Broadband near-infrared antireflection coatings fabricated by three dimensional direct laser writing

TL;DR

This paper demonstrates the fabrication of broadband near-infrared antireflection coatings using three-dimensional direct laser writing, achieving improved transmittance through optimized sub-wavelength conicoid structures validated by experiments and simulations.

Contribution

It introduces a novel application of 3D direct laser writing for creating broadband antireflective surfaces with optimized sub-wavelength features for infrared wavelengths.

Findings

Transmittance increased by up to 2.14% across the broadband range.

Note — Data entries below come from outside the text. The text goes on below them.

PR #2036, opened 2017-01-03
Fix 1505

antgonza:
This is the graphical part of https://github.com/biocore/qiita/pull/2035 so review that one first. This has been deployed in the test environment. After review there we should discuss:
- [x] displaying all jobs is basically useless/impossible(?) for admins, should we always display only the latests 10 jobs? ===> 30, and avoid displaying successful jobs
- [x] some jobs don't have workflows so deleting via workflows is not always possible. We could add deletion of jobs via workflows, even if the workflow doesn't exist or differentiate between the jobs that have a workflow or not - I like the first option ==> as we can only remove jobs in_construction, all those jobs have a workflow; not a problem anymore.  
- [x] how often should we "refresh" the page, currently 1 second ===> 30 seconds
- [ ] some of the jobs don't have heartbeat, what should we do? ===> they don't have a heartbeat cause they are not running.
- [x] error messages are only displayed on reload, thus not showed with this new code. ==> review
- [x] the GUI ==> remove params and just display when on top

Note that here I'm adding [vue.min.js](https://vuejs.org/) and it's fully used by the new GUI, which we should also discuss where we want to use.

The example:
qiita-processingjob


josenavas:
@antgonza merge conflicts here, but I think we are talking about this PR today during the meeting?

antgonza:
This is ready for another review, all comments addressed. Main changes:
- Only updates the jobs when the div is shown, see the small delay to show the list in the example below
- Update every 30 secs
- Only refreshes the view if the data actually changes
- Fixed issues and followed GUI recommendations discussed in today's meeting
- Delete button only on those jobs that can be deleted.

Example from qiita-test deploy:
qiita-processingjob

antgonza:
@josenavas, could you review?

Good agreement between experimental measurements and finite-element simulations.

Effective medium calculations guided the design of the structured surfaces.

Abstract

Three-dimensional direct laser writing via two photon polymerization is used to fabricate anti-reflective structured surfaces composed of sub-wavelength conicoid features optimized to operate over a wide bandwidth in the near-infrared range from 3700 cm$^{-1}$ to 6600 cm$^{-1}$ (2.7 to 1.52 $\mu$m). Analytic Bruggemann effective medium calculations are used to predict nominal geometric parameters such as the fill factor of the constitutive conicoid features of the anti-reflective structured surfaces presented here. The performance of the anti-reflective structured surfaces was investigated experimentally using infrared transmission measurements. An enhancement of the transmittance by 1.35\% to 2.14\% over a broadband spectral range from 3700 cm$ ^{-1} $ to 6600 cm$^{-1}$ (2.7 to 1.52 $\mu$m) was achieved. We further report on finite-element-based reflection and transmission data using three-dimensional model geometries for comparison. A good agreement between experimental results and the finite-element-based numerical analysis is observed once as-fabricated deviations from the nominal conicoid forms are included in the model. Three-dimensional direct laser writing is demonstrated here as an efficient method for the fabrication and optimization of anti-reflective structured surfaces designed for the infrared spectral range.